PR #869, opened 2023-02-13
Model search bug fixes

patriceac:
Bug fixes for model search:
- fix navigation issues with arrow keys when filtering models
- fix the issue with arrow keys jumping several entries after model reloading
- disable autocomplete in model search box
- gfpgan: the list with models doesn't appear under the <input> box
- merge models: As long as no models are selected, the <input> box is very short.
- When searching for models by name, the width of the model list shrinks and is smaller than the <input> element.

https://discord.com/channels/1014774730907209781/1014780368890630164/1074468097135747083


cmdr2:
Thanks!

PR #873, opened 2023-02-13
remove js based sizing

AssassinJN:


AssassinJN:
Remove js based sizing function to be replaced by css in patch-2

PR #880, opened 2023-02-14
Fix functions.sh upgrade, change messages to Easy Diffusion

JeLuF:
`functions.sh` needs to be updated in `on_sd_start.sh` as well, since the update of `on_env_start.sh` happens too late to put the new `functions.sh` file in place.  https://discord.com/channels/1014774730907209781/1021695193499582494/1074959802259755108

Also, replaced all _Stable Diffusion UI_ messages by _Easy Diffusion_ messages, also on Windows.


cmdr2:
Thanks!

PR #881, opened 2023-02-14
Fix reloading of tasks with no file path

patriceac:
In some conditions tasks may be reloaded with an empty file path (e.g. no face correction). This causes the task reloading to throw an exception during the below test because filename is null.

    if (filename.includes('/models/stable-diffusion/')) {
    ...
    }


cmdr2:
Thanks!

PR #884, opened 2023-02-14
show buttons when seed hover

alextraza:
was

became

hover cursor on seed label - show hidden buttons

### DIFF
--- a/ui/media/css/main.css
+++ b/ui/media/css/main.css
@@ -133,7 +133,13 @@ code {
     opacity: 1;
 }
 .imgItemInfo * {
-    margin-bottom: 7px;
+    margin-bottom: 4px;
+}
+.tasksBtns {
+    display: none;
+}
+.imgItemInfo:hover > button {
+    display: inline-block;
 }
 .imgItem .image_clear_btn {
     transform: translate(40%, -50%);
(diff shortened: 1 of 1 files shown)


JeLuF:
How would a user find out about the menu qualities of the seed? A hamburger menu or some other indicator would be needed to make clear that there are more functions available.

alextraza:
add bars
if put fontawesome.css above the main.css, the chevron-down symbol can be used.

fdwr:
@alextraza 🤔🤨 What functionality convenience does the change give the user? I use those buttons over each image *very* frequently, especially "Make Similar Images", "Download", and "Use as input". If this change intends to hide those buttons of an image instance until I first hover over the seed value each and every time for hundreds of times, then I'd reject it for the additional tedium.

cmdr2:
Hi @alextraza Thanks for the PR! I can understand why the suggestion makes sense, but I agree with @fdwr that *in practice* these buttons are high-frequency buttons. I'd like to avoid the extra step of having to click and open a menu each time.

We recently shipped a change to group a lot of related buttons *horizontally*, to reduce the vertical height of the list (especially with plugins). I welcome any suggestion to further improve the design of the buttons, but without adding extra steps for such high-frequency buttons.

Thanks!

PR #6952, opened 2024-06-19
Fix breakages introduced by `SplashFactory`

nate-thegrate:
Preparing for:
- https://github.com/flutter/flutter/pull/149963


nate-thegrate:
I realized that instead of changing the type to `StatelessElement`, we could just use `Element`, and we'd be able to land it now without breakages!

goderbauer (approved):
LGTM

PR #6962, opened 2024-06-20
[shared_preferences] Platform interface for new shared preferences async

tarrinneal:
Platform interface portion of https://github.com/flutter/packages/pull/5210

Adds new async api

## Pre-launch Checklist

- [x] I signed the [CLA].


tarrinneal:
@stuartmorgan this pr is ready to go now that the other has approval, I've moved all new changes over to here for the PI

packages/shared_preferences/shared_preferences_platform_interface/README.md
```diff
@@ -1,17 +1,26 @@
 # shared_preferences_platform_interface
 
-A common platform interface for the [`shared_preferences`][1] plugin.
+A common platform interface for the [`shared_preferences`][1] plugins.
```
stuartmorgan, line 3: It's still just one plugin; plugin is shorthand for plugin package, so refers to the whole package rather than the classes.

packages/shared_preferences/shared_preferences_platform_interface/README.md
```diff
@@ -1,17 +1,26 @@
...
 plugin, as well as the plugin itself, to ensure they are supporting the
 same interface.
 
 # Usage
 
-To implement a new platform-specific implementation of `shared_preferences`, extend
-[`SharedPreferencesPlatform`][2] with an implementation that performs the
-platform-specific behavior, and when you register your plugin, set the default
-`SharedPreferencesLoader` by calling the `SharedPreferencesPlatform.loader` setter.
+To implement a new platform-specific implementation of `shared_preferences`,
```
stuartmorgan, line 11: I don't think we want to describe this is something where people should make an individual decision by file; instead I would say:

```
To implement a new platform-specific implementation of `shared_preferences`, extend
[`SharedPreferencesPlatform`][2] and [`SharedPreferencesAsyncPlatform`][3] with
implementations that perform the platform-specific behaviors, and when you register
your plugin, set the default `SharedPreferencesStorePlatform` and
`SharedPreferencesAsyncPlatform` by calling the `SharedPreferencesPlatform.instance`
and `SharedPreferencesAsyncPlatform.instance` setters.

Please note that the plugin tooling only registers the native and/or Dart classes
listed in your package's `pubsec.yaml`, so if you intend to implement more than
one class, you will need to manually register the second class
(as can be seen in the Android and iOS implementations).
```

packages/shared_preferences/shared_preferences_platform_interface/lib/in_memory_shared_preferences_async.dart
```diff
@@ -0,0 +1,158 @@
...
+  ) async {
+    return _data[key] as int?;
+  }
+
+  @override
+  Future<List<String>?> getStringList(
+    String key,
+    SharedPreferencesOptions options,
+  ) async {
+    final List<Object?>? data = _data[key] as List<Object?>?;
```
stuartmorgan, line 141: `final List<Object>? data = _data[key] as List<Object>?;`

Whatever type the list has should be non-nullable, so I believe that will work at runtime. (In fact, for this particular implementation I think just `return _data[key] as List<String>?` would be fine since this is staying within Dart, so the value should never lose the original `List<String>` runtime type.)

stuartmorgan (approved):
LGTM with minor comments!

What is being asked:
Of all the lines in the data above, show only those that hold the word "menu".

Expected answer:
How would a user find out about the menu qualities of the seed? A hamburger menu or some other indicator would be needed to make clear that there are more functions available.
Hi @alextraza Thanks for the PR! I can understand why the suggestion makes sense, but I agree with @fdwr that *in practice* these buttons are high-frequency buttons. I'd like to avoid the extra step of having to click and open a menu each time.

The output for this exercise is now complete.